Where statutory provisions (Art. 6 Section 1 c of the GDPR) require us to pass your data on to authorities or other government institutions, these entities will also receive your data.
In the interests of increasing data protection compliance and data security, we advise all of our clients and business partners not to use WhatsApp when communicating with our company and recommend communicating via alternative channels such as email, phone and post.
5. How long is your data stored?
As soon as your data is no longer needed for contractual, statutory or procedure-related processing purposes, it will be deleted immediately, unless you have given consent to continued storage or we have a legitimate interest in (continued) storage.
However, we are generally required to store personal data beyond the contractual relationship period for commercial law and tax law reasons. The period can last up to ten years. Please refer to the relevant laws, in particular § 257 of the German Commercial Code and § 147 of the German Tax Code.

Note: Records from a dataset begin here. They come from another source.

PR #71682, opened 2023-01-04
Adding new Twitter tracking pixel conversion events

donlair:
#### Proposed Changes

This PR adds support for two new Twitter Ads conversion events (`New Signup Complete` (ID: tw-nvzbs-ode0f) and `New Purchase` (ID: tw-nvzbs-ode0u)). P2 discussion at pau2Xa-4Im-2.

Here's the generated tracking code for one of the events:

```
<!-- Twitter conversion tracking event code -->
<script type="text/javascript">
  // Insert Twitter Event ID
  twq('event', 'tw-nvzbs-ode0f', {
    value: null, // use this to pass the value of the conversion (e.g. 5.00)
    currency: null, // use this to pass the currency of the conversion with an ISO 4217 code (e.g. ‘USD’)
    conversion_id: null // use this to pass a unique ID for the conversion event for deduplication (e.g. order id '1a2b3c')
  });
</script>
<!-- End Twitter conversion tracking event code -->
```

I created new tracking events for:
- Page views (event id: `tw-nvzbs-odfz9`)
- Registration complete (user step) (event id: `tw-nvzbs-odfz8`)
- Signup complete (event id: `tw-nvzbs-ode0f`)
- Purchase (event id: `tw-nvzbs-ode0u`)

I changed the retargeting event to use this new event so that everything is consistently using the new events.

#### Testing Instructions
* Check out this PR and set `ad-tracking` to true in your development.json config file
* Sandbox store so that you can place a credit card order
* Download the Twitter Pixel Helper Chrome extension
* Start Calypso locally
* Navigate through signup and confirm that the events are firing as expected as you progress through the signup flow.
* Confirm in the Twitter admin that the conversion events were captured.

Related to #

### DIFF
--- a/client/lib/analytics/ad-tracking/ad-track-registration.js
+++ b/client/lib/analytics/ad-tracking/ad-track-registration.js
@@ -61,5 +61,13 @@ export async function adTrackRegistration() {
 		window.pintrk( ...params );
 	}
 
+	// Twitter
+
+	if ( mayWeTrackByTracker( 'pinterest' ) ) {
+		const params = [ 'event', 'tw-nvzbs-odfz8' ];
+		debug( 'adTrackRegistration: [Twitter]', params );
+		window.twq( ...params );
+	}
+
 	debug( 'adTrackRegistration: dataLayer:', JSON.stringify( window.dataLayer, null, 2 ) );
 }
--- a/client/lib/analytics/ad-tracking/ad-track-registration.js
+++ b/client/lib/analytics/ad-tracking/ad-track-registration.js
@@ -63,7 +63,7 @@ export async function adTrackRegistration() {
 
 	// Twitter
 
-	if ( mayWeTrackByTracker( 'pinterest' ) ) {
+	if ( mayWeTrackByTracker( 'twitter' ) ) {
 		const params = [ 'event', 'tw-nvzbs-odfz8' ];
 		debug( 'adTrackRegistration: [Twitter]', params );
 		window.twq( ...params );
--- a/client/lib/analytics/ad-tracking/ad-track-signup-complete.js
+++ b/client/lib/analytics/ad-tracking/ad-track-signup-complete.js
@@ -159,15 +159,7 @@ export async function adTrackSignupComplete( { isNewUserSite } ) {
 	// Twitter
 
 	if ( mayWeTrackByTracker( 'twitter' ) ) {
-		const params = [
-			'event',
-			'tw-nvzbs-ode0f',
-			{
-				value: syntheticCart.total_cost,
-				currency: syntheticCart.currency,
-				conversion_id: syntheticOrderId,
-			},
-		];
+		const params = [ 'event', 'tw-nvzbs-ode0f' ];
 		debug( 'recordSignup: [Twitter]', params );
 		window.twq( ...params );
 	}
--- a/client/lib/analytics/ad-tracking/ad-track-signup-complete.js
+++ b/client/lib/analytics/ad-tracking/ad-track-signup-complete.js
@@ -159,7 +159,15 @@ export async function adTrackSignupComplete( { isNewUserSite } ) {
 	// Twitter
 
 	if ( mayWeTrackByTracker( 'twitter' ) ) {
-		const params = [ 'track', 'Signup', {} ];
+		const params = [
+			'event',
+			'tw-nvzbs-ode0f',
+			{
+				value: syntheticCart.total_cost,
+				currency: syntheticCart.currency,
+				conversion_id: syntheticOrderId,
+			},
+		];
 		debug( 'recordSignup: [Twitter]', params );
 		window.twq( ...params );
 	}
--- a/client/lib/analytics/ad-tracking/record-order.js
+++ b/client/lib/analytics/ad-tracking/record-order.js
@@ -96,15 +96,7 @@ export async function recordOrder( cart, orderId ) {
 
 	// Twitter
 	if ( mayWeTrackByTracker( 'twitter' ) ) {
-		const params = [
-			'event',
-			'tw-nvzbs-ode0u',
-			{
-				value: cart.total_cost.toString(),
-				currency: cart.currency,
-				order_id: orderId,
-			},
-		];
+		const params = [ 'event', 'tw-nvzbs-ode0u', { value: usdTotalCost } ];
 		debug( 'recordOrder: [Twitter]', params );
 		window.twq( ...params );
 	}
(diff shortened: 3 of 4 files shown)


gmovr:
As for testing, when working on this locally you can set the `ad-tracking` flag to `true` in development.json. It can be set via URL as well, but for me it's more reliable to set it in the config file. Once that's done, you should start seeing calls to t.co for various events.

If you go through the signup/purchase process, you'll be able to see if the URLs called are of the expected format. I'll take a look at the docs for the new pixel, I'm not too familiar with the format.

donlair:
@gmovr I updated this and confirmed that all but the new purchase events were firing. I'm guessing the purchase events are fired in the backend but I haven't had a chance to explore that yet.

donlair:
@gmovr I played with this more and it turns out the purchase events weren't firing because I was paying with credits. They fired as expected when I switched to the store sandbox:

CleanShot 2023-01-12 at 07 45 06@2x

All test conversions were detected by Twitter:
CleanShot 2023-01-12 at 07 46 53@2x

client/lib/analytics/ad-tracking/ad-track-registration.js
```diff
@@ -61,5 +61,13 @@ export async function adTrackRegistration() {
 		window.pintrk( ...params );
 	}
 
+	// Twitter
+
+	if ( mayWeTrackByTracker( 'pinterest' ) ) {
```
gmovr:
```suggestion
	if ( mayWeTrackByTracker( 'twitter' ) ) {
```

client/lib/analytics/ad-tracking/ad-track-signup-complete.js
```diff
@@ -159,7 +159,7 @@ export async function adTrackSignupComplete( { isNewUserSite } ) {
 	// Twitter
 
 	if ( mayWeTrackByTracker( 'twitter' ) ) {
-		const params = [ 'track', 'Signup', {} ];
+		const params = [ 'event', 'tw-nvzbs-ode0f' ];
```
gmovr, line 162: If we expect this to change, maybe we can move it out to a constant, like we do with Google. If not, this is fine.

gmovr (changes requested):
A minor change reqeusted (a typo I think :) ).

And just to clarify, we're not interested in the "old" twitter tracking anymore? I see it takes in more data, e.g. the cart, while the new one is simpler and only takes in the total cart value. Just to confirm.

I'm also not familiar with the new Twitter pixel, if it requires any changes on the actual script loaded. For reference, we load the twitter script here https://github.com/Automattic/wp-calypso/blob/trunk/client/lib/analytics/ad-tracking/load-tracking-scripts.js#L79

And then initialize the queue here: https://github.com/Automattic/wp-calypso/blob/trunk/client/lib/analytics/ad-tracking/load-tracking-scripts.js#L121

I'll read the docs on the new pixel, and take this for a spin as well.

client/lib/analytics/ad-tracking/ad-track-signup-complete.js
donlair: The docs didn't mention any upcoming changes, so I think this should be stable

donlair:
Re: the pixel, there is one change I wasn't sure about. [Here are the docs](https://business.twitter.com/en/help/campaign-measurement-and-analytics/conversion-tracking-for-websites.html).

To save you some clicks, here's the full pixel code:

```
<!-- Twitter conversion tracking base code -->
<script>
!function(e,t,n,s,u,a){e.twq||(s=e.twq=function(){s.exe?s.exe.apply(s,arguments):s.queue.push(arguments);
},s.version='1.1',s.queue=[],u=t.createElement(n),u.async=!0,u.src='https://static.ads-twitter.com/uwt.js',
a=t.getElementsByTagName(n)[0],a.parentNode.insertBefore(u,a))}(window,document,'script');
twq('config','nvzbs');
</script>
<!-- End Twitter conversion tracking base code -->
```

Looks like the param has changed to `config` from `init`. I played with that at one point while debugging a separate issue, but the Twitter Helper extension seemed happy either way. The only thing it was really unhappy about was using the older `track` param for conversions.

One other potential issue I noticed is that the pageview event doesn't get recorded on pages where there's another conversion as well. For example, on registration success, the registration gets recorded but the pageview event gets dropped. Seems like it only wants one conversion event fired on page load. Not a big deal afaict since the more important conversion was recorded in all of my test cases. It's potentially flaky though.

donlair:
Oof, I screwed up that rebase

gmovr (approved):
I'm seeing the events firing, and I can't see any errors. It's a bit hard to debug these tracking events without having some data, so I'd say we merge it, and we can follow up with changes if there are any needed for the base pixel.

```js
localStorage.setItem( 'debug', 'calypso:analytics:*' );
undefined

16909.e3bcdad3f610c1eb9c8f.min.js:2 calypso:analytics:ad-tracking loadTrackingScripts: [Loaded] +92ms https://static.ads-twitter.com/uwt.js
16909.e3bcdad3f610c1eb9c8f.min.js:2 calypso:analytics:ad-tracking retarget: [Twitter] [rate limited] +4ms (2) ['event', 'tw-nvzbs-odfz9']0: "event"1: "tw-nvzbs-odfz9"length: 2[[Prototype]]: Array(0)
16909.e3bcdad3f610c1eb9c8f.min.js:2 calypso:analytics:ad-tracking recordOrder: [Twitter] +0ms (3) ['event', 'tw-nvzbs-ode0u', {…}]0: "event"1: "tw-nvzbs-ode0u"2: {value: '58.080'}length: 3[[Prototype]]: Array(0)
```

I'll approve this, we can defer any follow-ups to a new PR, so we can get conversion tracking live and unblock that.

==== Other thoughts ====

I imagine the reason why you're not seeing all page views, is because the Twitter pixel is placed in the rate limited block in `retarget.js`. 

It's wrapped in a conditional here:
```
if ( nowTimestamp >= lastRetargetTime + retargetingPeriod ) {
		lastRetargetTime = nowTimestamp;
                // Tracking callbacks here incl. Twitter.
```
While Google Ads, Facebook, etc. are placed outside this block, and will fire on all page views. I'm not sure if there's a historical reason for this, but we can test, and possibly follow up with another PR to move the retargeting/page view to not be rate limited. 

This retargeting function is triggered from `recordPageView` in `page-view.js`, so it's triggered on each page view, but then we only enter that block whenever the `retargetingPeriod` has lapsed.  

The Twitter code here for page views also uses the old `track` argument, but it seems to work fine.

Where we need data and documents relating to individuals as evidence for the enforcement, exercise or defence of legal claims, we will retain this in line with the respective periods of limitation, whilst restricting processing for any other purpose. For example, this also applies to the enforcement and handling of warranty and service claims (30 years max) brought to us by you and where we process your data in this regard (contact persons, companies and relevant invoice/delivery). The legal basis of this type of processing is Art. 6 Section 1 f of the GDPR.
6. What are your rights?
You have many rights relating to the processing of your personal data, particularly the right to information about personal data stored by us (Art. 15 of the GDPR), correction (Art. 16 of the GDPR), deletion (Art. 17 of the GDPR), restricted processing (Art. 18 of the GDPR), data portability (Art. 20 of the GDPR) and objection to processing (Art. 21 of the GDPR), especially in the case of direct mailing. In terms of the right to information and correction, §§ 34 and 35 of the German Federal Data Protection Act
(BDSG) are to be taken into consideration.

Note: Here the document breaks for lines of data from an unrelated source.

PR #71688, opened 2023-01-04
Launchpad: Enable Site Editor redirect from Launchpad iframe

### LINKED ISSUE #71329: LaunchPad Preview - "On Click" to enter site editor
Lets make the launchpad preview load into the site editor on click:

Screen Shot 2022-12-19 at 10 17 56 AM

Open questions to raise in team meeting today:
* Should newsletters also have this functionality?
* Should there be a confirmation modal or anything else before redirecting?

sharpirate:
#### Proposed Changes
This PR adds an overlay with a button over the Launchpad's web preview which is displayed on hover to allow going directly to the Site Editor.

#### Testing Instructions
1. Checkout this branch or use Calypso Live
2. Go to Launchpad
3. Verify that once you hover over the web preview, the overlay is displayed and clicking the "Edit" button takes you to the Site Editor and you can go back to Launchpad. Verify you can interact with the overlay using the keyboard
4. Verify that the styling looks good. The CSS changes in this PR are significant so I'd appreciate a thorough test:
• Verify that everything looks good when switching between the phone and the desktop preview using the buttons above the web preview
• Verify that shrinking the browser to mobile size looks good both when using the desktop and phone previews
• In general pay attention to the styling
5. We should also test another instance of the WebPreview component to make sure these changes won't affect it. You can go through the Free Flow and test at the design picker step.

https://user-images.githubusercontent.com/20927667/212164158-baf7de7d-5fbb-4077-a18d-b0f8cc34bd66.mov

#### Pre-merge Checklist

Fixes #71329

### DIFF
--- a/client/components/web-preview/component.jsx
+++ b/client/components/web-preview/component.jsx
@@ -63,6 +63,8 @@ export class WebPreviewModal extends Component {
 		fixedViewportWidth: PropTypes.number,
 		// Prevents tabbing into the iframe.
 		disableTabbing: PropTypes.bool,
+		// Allow specific functionality for Launchpad
+		isLaunchpad: PropTypes.bool,
 	};
 
 	static defaultProps = {
--- a/client/components/web-preview/component.jsx
+++ b/client/components/web-preview/component.jsx
@@ -63,8 +63,8 @@ export class WebPreviewModal extends Component {
 		fixedViewportWidth: PropTypes.number,
 		// Prevents tabbing into the iframe.
 		disableTabbing: PropTypes.bool,
-		// Allow specific functionality for Launchpad
-		isLaunchpad: PropTypes.bool,
+		// Edit overlay that redirects to the Site Editor
+		enableEditOverlay: PropTypes.bool,
 	};
 
 	static defaultProps = {
@@ -83,7 +83,7 @@ export class WebPreviewModal extends Component {
 		hasSidebar: false,
 		overridePost: null,
 		autoHeight: false,
-		isLaunchpad: false,
+		enableEditOverlay: false,
 	};
 
 	constructor( props ) {
--- a/client/components/web-preview/component.jsx
+++ b/client/components/web-preview/component.jsx
@@ -83,6 +83,7 @@ export class WebPreviewModal extends Component {
 		hasSidebar: false,
 		overridePost: null,
 		autoHeight: false,
+		isLaunchpad: false,
 	};
 
 	constructor( props ) {
--- a/client/components/web-preview/content.jsx
+++ b/client/components/web-preview/content.jsx
@@ -31,6 +31,7 @@ export default class WebPreviewContent extends Component {
 		loaded: false,
 		isLoadingSubpage: false,
 		isMobile: isWithinBreakpoint( '<660px' ),
+		showIFrameOverlay: false,
 	};
 
 	setIframeInstance = ( ref ) => {
@@ -410,6 +411,7 @@ export default class WebPreviewContent extends Component {
 								'is-resizable': ! this.props.isModalWindow,
 							} ) }
 						>
+							{ /* eslint-disable jsx-a11y/mouse-events-have-key-events */ }
 							<iframe
 								ref={ this.setIframeInstance }
 								className="web-preview__frame"
@@ -420,7 +422,23 @@ export default class WebPreviewContent extends Component {
 								fetchpriority={ fetchpriority ? fetchpriority : undefined }
 								scrolling={ autoHeight ? 'no' : undefined }
 								tabIndex={ disableTabbing ? -1 : 0 }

Furthermore, you have the right to complain to the appropriate Data Protection Supervisory Authority (Art. 77 of the GDPR), to which we draw your specific attention. You may contact the Supervisory Authority for our operations as follows:
The Hesse Officer for Data Protection and Freedom of Information
This notice reflects the status of the law as at May 2019. We reserve the right to adapt our data protection notice to changes in legislation and case law.